Bank of Japan and wage problems: 1.8% decline via the Kishida disaster

Bank of Japan and wage problems: 1.8% decline via the Kishida disaster

Kanako Mita and Lee Jay Walker

Modern Tokyo Times

The early period of the administration of Prime Minister Fumio Kishida is resulting in endless negative news. Declining Yen to Dollar rate at a level not seen for over 20 years, over 85 percent of all Covid-19 (coronavirus) cases under Kishida, real inflation-adjusted wages have declined by 1.8 percent, and increasing regional tensions with the Russian Federation (a far cry from positive relations under the late Shinzo Abe).

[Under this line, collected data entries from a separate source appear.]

PR #326, opened 2025-10-30
Add CSVR / V-Rescale thermostat and anisotropic C rescale barostat 

thomasloux:
## Summary

Add Canonical sampling through velocity rescaling (CSVR) or v-rescale as called on Gromacs.

Note: removed the optimization to sample from Gamma distribution which I doubt is useful on a high level framework like pytorch.

## Checklist

### DIFF
--- a/torch_sim/integrators/npt.py
+++ b/torch_sim/integrators/npt.py
@@ -367,9 +367,9 @@ def _npt_langevin_position_step(
     state.positions = c_1 + c_2.unsqueeze(-1) * c_3
 
     # Apply periodic boundary conditions if needed
-    if state.pbc:
+    if state.pbc.any():
         state.positions = ts.transforms.pbc_wrap_batched(
-            state.positions, state.cell, state.system_idx
+            state.positions, state.cell, state.system_idx, state.pbc
         )
 
     return state
@@ -1030,9 +1030,9 @@ def _npt_nose_hoover_exp_iL1(  # noqa: N802
     new_positions = state.positions + new_positions
 
     # Apply periodic boundary conditions if needed
-    if state.pbc:
+    if state.pbc.any():
         return ts.transforms.pbc_wrap_batched(
-            new_positions, state.current_cell, state.system_idx
+            new_positions, state.current_cell, state.system_idx, pbc=state.pbc
         )
     return new_positions
 
--- a/CHANGELOG.md
+++ b/CHANGELOG.md
@@ -1,6 +1,67 @@
 <!-- markdownlint-disable -->
 # Changelog
 
+## v0.4.1
+
+Thank you to everyone who contributed to this release! This release includes important bug fixes, new features, and API improvements. @thomasloux, @curtischong, @CompRhys, @orionarcher, @WillEngler, @samanvya10, @hn-yu, @wendymak8, @chuin-wei, @pragnya17, and many others made valuable contributions. 🚀
+
+### 💥 Breaking Changes
+* Standardize argument order to (state, model) by @pragnya17 in [#341](https://github.com/TorchSim/torch-sim/pull/341)
+* Deprecate pbc_wrap_general by @curtischong in [#305](https://github.com/TorchSim/torch-sim/pull/305)
+
+### 🎉 New Features
+* Mixed PBC Support by @curtischong in [#320](https://github.com/TorchSim/torch-sim/pull/320)
+* Feature: Batched NVT Nose-Hoover by @thomasloux in [#265](https://github.com/TorchSim/torch-sim/pull/265)
+* Add degrees of freedom (dof) in state and temperature computation by @thomasloux in [#328](https://github.com/TorchSim/torch-sim/pull/328)
+* Add sources npt langevin by @thomasloux in [#298](https://github.com/TorchSim/torch-sim/pull/298)
+
+### 🐛 Bug Fixes
+* MACE: transfer atomic numbers to CPU before converting to numpy by @t-reents in [#289](https://github.com/TorchSim/torch-sim/pull/289)
+* Fixed max atoms memory estimation by @nh-univie in [#279](https://github.com/TorchSim/torch-sim/pull/279)
+* Fixing model loading logic (names and cache dir) for fairchem models by @nh-univie in [#278](https://github.com/TorchSim/torch-sim/pull/278)
+* Fix fairchem and neighbors tests by @WillEngler in [#317](https://github.com/TorchSim/torch-sim/pull/317)
+* Fix #293: State to device side effects by @samanvya10 in [#297](https://github.com/TorchSim/torch-sim/pull/297)
+* Fix graph-pes key issue by @jla-gardner in [#303](https://github.com/TorchSim/torch-sim/pull/303)
+* Fix calculate static state after relax by @curtischong in [#338](https://github.com/TorchSim/torch-sim/pull/338)
+* Misc fixes by @orionarcher in [#336](https://github.com/TorchSim/torch-sim/pull/336)
+* Fix cell to cellpar by @thomasloux in [#342](https://github.com/TorchSim/torch-sim/pull/342)
+* Fix failing Docs build by @CompRhys in [#296](https://github.com/TorchSim/torch-sim/pull/296)
+* Fix: correct speedup plot image path in README by @Joaqland in [#333](https://github.com/TorchSim/torch-sim/pull/333)
+
+### 🛠 Enhancements
+* Put SimState Init logic into __post_init__ (and enforce kw_args=true for SimState children) by @curtischong in [#335](https://github.com/TorchSim/torch-sim/pull/335)
+* Replace vars(state) with state.attributes by @orionarcher in [#329](https://github.com/TorchSim/torch-sim/pull/329)
+* Rename and reorder some variables by @orionarcher in [#316](https://github.com/TorchSim/torch-sim/pull/316)
+* Add SevenNet path, str types for model arg by @YutackPark in [#322](https://github.com/TorchSim/torch-sim/pull/322)
+* Add version attribute by @thomasloux in [#311](https://github.com/TorchSim/torch-sim/pull/311)
+* Convert cell_to_cellpar from ase's numpy implementation to pytorch by @wendymak8 in [#306](https://github.com/TorchSim/torch-sim/pull/306)
+* Autobatch OOM handling by @chuin-wei in [#337](https://github.com/TorchSim/torch-sim/pull/337)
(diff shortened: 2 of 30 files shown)


thomasloux:
image

And is working well. Temperature set is indeed 200K, script modified from https://github.com/TorchSim/torch-sim/blob/main/examples/scripts/3_Dynamics/3.11_Lennard_Jones_NPT_Langevin.py

thomasloux:
Note: change the name to follow GROMACS, I prefer this name

thomasloux:
I need to check very carefully for the number of degrees of freedom used. I think the V-rescale implementation in SimpleMD removes the 3 dof linked to the COM.

thomasloux:
Observation on some simple implementations:
- V-rescale seems to work great
- C-Rescale seems interestingly more difficult to use. Note that I haven't tried to use an estimation of the isothermal compressibility. In my tests it was rather unstable depending on the used parameters.

If you want to experiment with C-rescale:
```
"""Lennard-Jones simulation in NPT ensemble using Langevin thermostat."""

# /// script
# dependencies = ["scipy>=1.15"]
# ///
import itertools
import os

import torch

import torch_sim as ts
from torch_sim.units import MetalUnits as Units
from torch_sim.units import UnitConversion


# Set up the device and data type
dtype = torch.float32

a_len = 5.26  # Lattice constant

# Generate base FCC unit cell positions (scaled by lattice constant)
base_positions = torch.tensor(
    [
        [0.0, 0.0, 0.0],  # Corner
        [0.0, 0.5, 0.5],  # Face centers
        [0.5, 0.0, 0.5],
        [0.5, 0.5, 0.0],
    ],
    device=device,
    dtype=dtype,
)

# Create 4x4x4 supercell of FCC Argon manually
positions = []
for i, j, k in itertools.product(range(4), range(4), range(4)):
    for base_pos in base_positions:
        # Add unit cell position + offset for supercell
        pos = base_pos + torch.tensor([i, j, k], device=device, dtype=dtype)
        positions.append(pos)

# Stack the positions into a tensor
positions = torch.stack(positions)

# Scale by lattice constant
positions = positions * a_len

# Create the cell tensor
cell = torch.tensor(
    [[4 * a_len, 0, 0], [0, 4 * a_len, 0], [0, 0, 4 * a_len]], device=device, dtype=dtype
)

# Create the atomic numbers tensor (Argon = 18)
atomic_numbers = torch.full((positions.shape[0],), 18, device=device, dtype=torch.int)
# Create the masses tensor (Argon = 39.948 amu)
masses = torch.full((positions.shape[0],), 39.948, device=device, dtype=dtype)

# Initialize the Lennard-Jones model
# Parameters:
#  - sigma: distance at which potential is zero (3.405 Å for Ar)
#  - epsilon: depth of potential well (0.0104 eV for Ar)
#  - cutoff: distance beyond which interactions are ignored (typically 2.5*sigma)
model = LennardJonesModel(
    use_neighbor_list=False,
    sigma=3.405,
    epsilon=0.0104,
    cutoff=2.5 * 3.405,
    device=device,
    dtype=dtype,
    compute_forces=True,
    compute_stress=True,
)
model.compile()
state = ts.SimState(
    positions=positions,
    masses=masses,
    cell=cell.unsqueeze(0),
    atomic_numbers=atomic_numbers,
    pbc=True,
)
# state = ts.concatenate_states([state.clone() for _ in range(2)])  # Duplicate for 2 systems

n_steps = 2_500
dt = torch.tensor(0.001, dtype=dtype) * ts.units.MetalUnits.time
kT = torch.tensor(100.0, dtype=dtype) * ts.units.MetalUnits.temperature
external_pressure = torch.tensor(10_0.0, dtype=dtype) * ts.units.MetalUnits.pressure
# tau_p = torch.tensor(0.1, dtype=dtype)
tau_p = 100 * dt
tau = 100 * dt
isothermal_compressibility = torch.tensor(5e-6, dtype=dtype) / ts.units.MetalUnits.pressure

# Initialize integrator using new direct API
state = ts.npt_crescale_init(
    state=state,
    model=model,
    dt=dt,
    kT=kT,
    tau_p=tau_p,
    isothermal_compressibility=isothermal_compressibility,
    seed=42,
)

# Run dynamics for several steps
energies = []
temperatures = []
pressures = []
volumes = []
for _step in range(n_steps):
    state = ts.npt_crescale_step(
        state=state,
        model=model,
        dt=dt,
        kT=kT,
        external_pressure=external_pressure,
        tau=tau
    )
    if _step % 100 == 0:
        pressure = ts.get_pressure(
            model(state)["stress"],
            ts.calc_kinetic_energy(
                masses=state.masses, momenta=state.momenta, system_idx=state.system_idx
            ),
            torch.linalg.det(state.cell),
        )

        # Calculate instantaneous temperature from kinetic energy
        temp = ts.calc_kT(
            masses=state.masses, momenta=state.momenta, system_idx=state.system_idx
        )
        energies.append(state.energy)
        temperatures.append(temp / ts.units.MetalUnits.temperature)
        pressures.append(pressure / ts.units.MetalUnits.pressure)
        volumes.append(torch.linalg.det(state.cell))

# Convert temperatures list to tensor
temperatures_tensor = torch.stack(temperatures)
temperatures_list = [t.tolist() for t in temperatures_tensor.T]

energies_tensor = torch.stack(energies)
energies_list = [t.tolist() for t in energies_tensor.T]

pressures_tensor = torch.stack(pressures)
pressures_list = [t.tolist() for t in pressures_tensor.T]
```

The “do nothing approach” of Kishida concerning the yen to the coronavirus crisis (outside of the usual reliance on foreign vaccines) is also ushering other negatives. Indeed, Kishida’s “New Capitalism” is equally a sham: it concerns rich people (with assets and high wages) to invest more wisely. This will change nothing for people who are already struggling after over two decades of static wages – and decreasing working rights. Therefore, for the working poor, lower middle-class, temporary workers, workers in the gig economy, and others – it is a gimmick.

Reuters reports, “Inflation-adjusted real wages, a key gauge of consumers’ purchasing power, fell 1.8% from a year earlier, extending a decline to post the biggest year-on-year drop in nearly two years.”

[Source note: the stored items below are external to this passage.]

PR #328, opened 2025-10-31
Add degrees of freedom (dof) in state and temperature computation

thomasloux:
## Summary

Current implementation always assumes 3*num_atoms degrees of freedom, but it's not true for Nosé Hoover if center of mass momentum is 0, which is done in calculate_momenta.

Now the temperature should be compute directly state.calc_temperature().

Notice however that the temperature unit is assumed to be Metal.

This PR will be necessary for Constraints and V-rescale integrator and has to be merged before.

## Checklist

### DIFF
--- a/.github/PULL_REQUEST_TEMPLATE.md
+++ b/.github/PULL_REQUEST_TEMPLATE.md
@@ -11,4 +11,4 @@ Before a pull request can be merged, the following items must be checked:
 * [ ] Run [ruff](https://beta.ruff.rs/docs/rules/#pydocstyle-d) on your code.
 * [ ] Tests have been added for any new functionality or bug fixes.
 
-We highly recommended installing the `prek` hooks running in CI locally to speedup the development process. Simply run `pip install prek && prek install` to install the hooks which will check your code before each commit.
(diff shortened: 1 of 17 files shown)


thomasloux:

Masayoshi Amamiya, the Deputy Governor of the Bank of Japan (BOJ), implied that Japan will maintain its ultra-loose monetary policy. Hence, the BOJ will continue to buy Japanese Government Bonds (JGBs) when needed because of the internal economic straight jacket.

Amamiya said, “Japan’s economy hasn’t recovered yet to pre-pandemic levels… The foundations for an economic recovery remain weak and the outlook for wages is highly uncertain. As such, we need to support economic activity with accommodative monetary policy.”

The core consumer price index (CPI) highlights that costs have increased by 2.2 percent. This includes energy. Yet, importantly, it doesn’t account for important areas like fresh food. Thus, the real figure is higher than 2.2 percent and sums up the shoddy policies of the Kishida administration. After all, sanctions on the Russian Federation aren’t helping ordinary people in Japan – only pleasing the elites in Washington.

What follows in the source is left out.